Tout d’abord, sur le plan réglementaire, je citerai :
La législation nationale réglementant strictement la vente via internet des médicaments à usage humain non soumis à prescription médicale par les pharmacies autorisées. Ces dispositions sont reprises à l’article 29 de l’arrêté royal du 21 janvier 2009 portant instructions pour les pharmaciens.
La directive 2001/83/CE du 8 juin 2011 instituant un code communautaire relatif aux médicaments à usage humain, en ce qui concerne la prévention de l’introduction dans la chaîne d’approvisionnement légale de médicaments falsifiés, telle qu’elle a été modifiée par la récente Directive 2011/62. Elle sera transposée en droit belge dans les jours qui viennent.
La Convention Medicrime adoptée par le Comité des ministres du Conseil de l’Europe le 8 décembre 2010 et ouverte à la signature le 28 octobre 2011.
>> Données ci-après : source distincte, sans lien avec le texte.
PR #729, opened 2017-12-01
Remove goto from ExtensionSys.cpp

Drifter321:
Since I touched the function, i decided to also clean up the goto stuff.

Im not sure what

g_pSM->BuildPath(Path_SM, path, PLATFORM_MAX_PATH, "extensions/auto.%s/%s." PLATFORM_LIB_EXT, filename, bridge->gamesuffix);

is from (i have a vague remembrance of something with auto.) I assume it was how old engine specific extensions were loaded idk if we should still keep it or not.. but i left it.


core/logic/ExtensionSys.cpp
```diff
@@ -72,74 +72,69 @@ CLocalExtension::CLocalExtension(const char *filename, bool bRequired)
...
-	g_pSM->BuildPath(Path_SM, 
-		path, 
-		PLATFORM_MAX_PATH,
-		"extensions/auto.%s/%s." PLATFORM_LIB_EXT,
-		filename,
-		bridge->gamesuffix);
+			/* COMPAT HACK: One-halfth, if ep2v, see if there is an engine specific build in the new place with old naming */
+			if (strcmp(bridge->gamesuffix, "2.tf2") == 0
+				|| strcmp(bridge->gamesuffix, "2.dods") == 0
+				|| strcmp(bridge->gamesuffix, "2.hl2dm") == 0
```
KyleSanderson: Not your fault: I think I missed css here whenever this generalization stuff landed?

core/logic/ExtensionSys.cpp
```diff
@@ -72,74 +72,69 @@ CLocalExtension::CLocalExtension(const char *filename, bool bRequired)
...
-	/* Try the "normal" version */
-	if (!libsys->IsPathFile(path))
-	{
-		normal:
-		g_pSM->BuildPath(Path_SM,
-			path,
-			PLATFORM_MAX_PATH,
-			"extensions/%s." PLATFORM_LIB_EXT,
-			filename);
+			//Try further
```
KyleSanderson: Inconsistent comment style.

core/logic/ExtensionSys.cpp
```diff
@@ -72,74 +72,69 @@ CLocalExtension::CLocalExtension(const char *filename, bool bRequired)
...
-	/* COMPAT HACK: One-halfth, if ep2v, see if there is an engine specific build in the new place with old naming */
-	if (strcmp(bridge->gamesuffix, "2.tf2") == 0
-		|| strcmp(bridge->gamesuffix, "2.dods") == 0
-		|| strcmp(bridge->gamesuffix, "2.hl2dm") == 0
-		)
 	{
 		g_pSM->BuildPath(Path_SM,
 			path,
 			PLATFORM_MAX_PATH,
-			"extensions/%s.2.ep2v." PLATFORM_LIB_EXT,
```
KyleSanderson: Behaviour change, assuming this is a fix?

core/logic/ExtensionSys.cpp
Drifter321: CS:S never was compat hacked. This was added after since CS:S for a long while was its own branch.

core/logic/ExtensionSys.cpp
Drifter321: Not a behavior change, this is strictly for bintools. which previously used goto to the same buildpath.

asherkin:
@Drifter321 @KyleSanderson This change appears to have caused a crash loading certain extensions (PTAH, might be related to number of exts or loading an ext after another fails to load), https://crash.limetech.org/xmglmbqdoqnz, it has been bisected to this commit.

Headline:
@asherkin's comment is relevant to #789

asherkin:
This commit wasn’t in master at that point, might indeed be PTAH’s issue.

Headline:
Oh, yeah you're right. These crashes looked identical, my bad.

PR #732, opened 2017-12-01
Make sure map is running before allowing stuff to get Precached.

SM91337:
Seemed simple enough to add.

### DIFF
--- a/core/smn_halflife.cpp
+++ b/core/smn_halflife.cpp
@@ -214,7 +214,7 @@ static cell_t PrecacheModel(IPluginContext *pContext, const cell_t *params)
 {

Par ailleurs, des mesures de « sensibilisation des citoyens » ont également été prises. A cette fin, j’ai apporté mon soutien aux deux grandes campagnes d’information qu’a lancées l’AFMPS. La première campagne, intitulée « Médicaments par Internet? Ne surfez pas avec votre santé ! » a été lancée en octobre 2009. L’AFMPS y sensibilisait le grand public aux risques potentiels auxquels il expose sa santé en achetant des médicaments par Internet hors du circuit légal. La seconde campagne média de l’AFMPS, « Un médicament n’est pas un bonbon ! », date de septembre 2011. Un des douze thèmes abordés dans cette campagne concerne tout spécialement les risques liés à l’achat de médicaments par internet.
Sur le plan opérationnel, la collaboration entre les douanes, la police, la justice, le SPF Économie et l’autorité compétente en matière de médicaments constitue la meilleure solution dans le cadre de la lutte contre l’importation illégale de médicaments. Une Unité Spéciale d’Enquête (USE) a été créée au sein de l’autorité belge compétente en matière de médicaments : l’afmps, laquelle a pour mission de lutter contre la criminalité pharmaceutique, entre autre, la vente illégale de médicaments par internet.
Au travers de la Convention internationale Medicrime que je viens de citer, le Conseil de l’Europe a développé un instrument juridique international contraignant dans le domaine du droit pénal. Destinée à protéger la santé publique, la Convention introduit des sanctions pénales et des mesures de prévention et de protection des victimes. Ouverte aux pays du monde entier, la Convention offre également un cadre de coopération internationale et des mesures destinées à améliorer la coordination au niveau national.
Une autre initiative Européenne: Le HMA-WGEO (Head of Medicines Agencies Working Group Enforcement Officers), s’occupe aussi du commerce illicite sur internet. Cette plate-forme multidisciplinaire et multisectorielle regroupant des membres de la police, des douanes et de l’inspection des médicaments constitue un réseau effectif qui aide à lutter contre la criminalité pharmaceutique au-delà des frontières, et qui prévoit également des formations en la matière.
Comme vous le constatez, la lutte contre les médicaments falsifiés et illégaux fait l’objet d’une attention permanente des autorités, belges et étrangères. Une action multiple et coordonnée est nécessaire pour apporter une réponse efficace à ce nouveau défi posé à nos systèmes de santé, dont le patient est la première victime Il s’agit bien entendu d’un dossier auquel je resterai particulièrement attentive.